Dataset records
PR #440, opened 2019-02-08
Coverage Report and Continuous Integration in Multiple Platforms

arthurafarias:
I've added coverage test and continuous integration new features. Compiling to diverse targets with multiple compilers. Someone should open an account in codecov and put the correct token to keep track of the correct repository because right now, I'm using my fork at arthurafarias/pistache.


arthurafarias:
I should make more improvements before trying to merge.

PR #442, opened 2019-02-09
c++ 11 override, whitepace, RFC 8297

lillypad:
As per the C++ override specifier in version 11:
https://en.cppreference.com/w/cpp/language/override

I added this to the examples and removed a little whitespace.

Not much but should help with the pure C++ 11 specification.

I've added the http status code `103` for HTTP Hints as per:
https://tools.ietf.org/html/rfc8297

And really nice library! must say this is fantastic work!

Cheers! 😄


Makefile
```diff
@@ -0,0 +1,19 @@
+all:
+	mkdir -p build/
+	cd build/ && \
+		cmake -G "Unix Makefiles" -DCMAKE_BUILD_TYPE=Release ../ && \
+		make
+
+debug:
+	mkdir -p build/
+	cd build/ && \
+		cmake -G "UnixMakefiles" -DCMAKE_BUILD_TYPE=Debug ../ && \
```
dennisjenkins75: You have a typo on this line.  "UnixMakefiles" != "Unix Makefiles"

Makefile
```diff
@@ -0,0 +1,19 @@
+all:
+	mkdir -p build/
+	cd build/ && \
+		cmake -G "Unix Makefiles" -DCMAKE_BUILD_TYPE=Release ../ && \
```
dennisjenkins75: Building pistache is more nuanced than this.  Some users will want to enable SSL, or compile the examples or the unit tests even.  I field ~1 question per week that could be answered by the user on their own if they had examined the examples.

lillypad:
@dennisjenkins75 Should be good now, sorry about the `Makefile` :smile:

...

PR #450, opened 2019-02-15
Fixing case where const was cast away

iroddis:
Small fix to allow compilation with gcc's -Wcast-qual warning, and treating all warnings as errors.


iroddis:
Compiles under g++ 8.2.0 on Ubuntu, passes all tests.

--

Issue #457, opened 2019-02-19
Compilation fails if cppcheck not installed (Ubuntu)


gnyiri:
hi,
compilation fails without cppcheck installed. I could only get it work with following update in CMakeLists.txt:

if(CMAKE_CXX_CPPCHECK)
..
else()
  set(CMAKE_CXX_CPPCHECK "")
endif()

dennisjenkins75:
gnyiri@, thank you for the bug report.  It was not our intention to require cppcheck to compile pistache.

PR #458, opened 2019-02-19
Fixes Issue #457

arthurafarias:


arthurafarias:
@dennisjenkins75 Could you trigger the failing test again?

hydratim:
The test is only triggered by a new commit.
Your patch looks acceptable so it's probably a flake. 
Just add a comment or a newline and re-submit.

▶ [THE TASK]:
Scan the entries and show every line in which the word "only" is found.

▶ [ANSWER]:
compilation fails without cppcheck installed. I could only get it work with following update in CMakeLists.txt:
The test is only triggered by a new commit.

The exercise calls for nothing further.